As an amusing aside, inverse reinforcement learning is not the task of inverting reinforcement learning! In an RL problem, you’re given the reward function R (or access to the reward r) and the environment M (or access to transitions in the environment t) and need to find pi*, the optimal policy. In IRL, you’re given pi* and M and need to find R.
If anything, the problem studied in the Assistive Bandits paper is closer to inverting reinforcement learning, since it involves (implicitly) inferring reward by looking at the behavior of a reinforcement learning algorithm.
This was known to be naive at the time, and people were pointing at the problems with this problem formulation. But I think it was not an unreasonable guess at the time, and some of the problems surfaced by looking at this naive strategy did turn out to be real issues when it came to aligning LLMs.
And to be fair, this was not that far off from the closely related naive alignment strategy of “just ask the models to predict (trained on the internet) what humans want, and then finetune a base model to maximize the predicted reward” that people had back in 2022, when LLMs first started to be able to competently mimic human text.
Some people (notably older academics) assumed that we would just feed this learned reward into a (perhaps good old-fashioned) AI that could just maximize an arbitrary reward function.

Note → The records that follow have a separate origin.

PR #3284, opened 2023-03-08
Set Cloudflare provider rps based on zone

OliviaHY:
#### What
*  Adjust Cloudflare terraform provider's rps based on the number of records in the zone.
* Catch the 'referenced before assignment' error with a better error message.
#### Validation:
Ran the terraform-cloudflare-dns locally against dev-data and was able to see the provider setting in the state file, and was able to `terraform apply`
Dry ran terraform-cloudflare-resources locally against dev-data.

### DIFF
--- a/reconcile/terraform_cloudflare_dns.py
+++ b/reconcile/terraform_cloudflare_dns.py
@@ -7,6 +7,7 @@ from collections.abc import (
 from typing import (
     Any,
     Optional,
+    Sequence,
 )
 
 from reconcile.gql_definitions.terraform_cloudflare_dns import (
@@ -15,6 +16,7 @@ from reconcile.gql_definitions.terraform_cloudflare_dns import (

That being said, as there wasn’t much understanding (in academia, but also in general) of how RL algorithms may lead AI systems to optimize a different reward than what it was being trained on, most of the differences between the problems surfaced in this model and the problems surfaced with the RL-trained AI model were considered capability limitations and were thought to be of relatively little importance in the limit of AI capabilities. (The problem of inner (mis-)alignment was still referred to as “optimization daemons” as late as 2018, and Evan Hubinger’s landmark writeup on it didn’t get published until 2019.)
For a full discussion of the differences between assistance games and inverse reinforcement learning, and what problems CIRL was trying to solve, see Shah et al. 2020’s “Benefits of Assistance over Reward Learning”.
“Robot” was used instead of “AI” for two reasons: 1) some of the people to work on CIRL were roboticists (e.g. all three of my coauthors on the assistive bandits papers) and 2) some academics were still pretty allergic to the term “AI” back in the mid 2010s.
In this case, “informative behavior” is behavior that makes it easier to rationalize the correct reward, which is in general not the optimal policy. See Dragan et al. 2013’s “Legibility and Predictability of Robot Motion” for examples and further discussion.
This example was chosen to be informative rather than optimal (i.e. most relevant for AI alignment). One of the more alignment-relevant motivating examples I had at the time is a person not knowing whether or not a course of action was good until they deliberated about it more and became less confused, e.g. in classic philosophical questions such as the repugnant conclusion.
I’m personally quite ambivalent about this reframing nowadays. It got the paper published, and “Assistive Multi-Armed Bandit” is in many ways a snappier title than “cooperative reinforcement learning.” But the bandit setting also cut away most of what made the original formalism interesting, and left out a lot of the insights we had about the general problem of reward learning when looking at behavior of agents that had only experiential access to their own reward functions. I’ll talk more about this in part 2.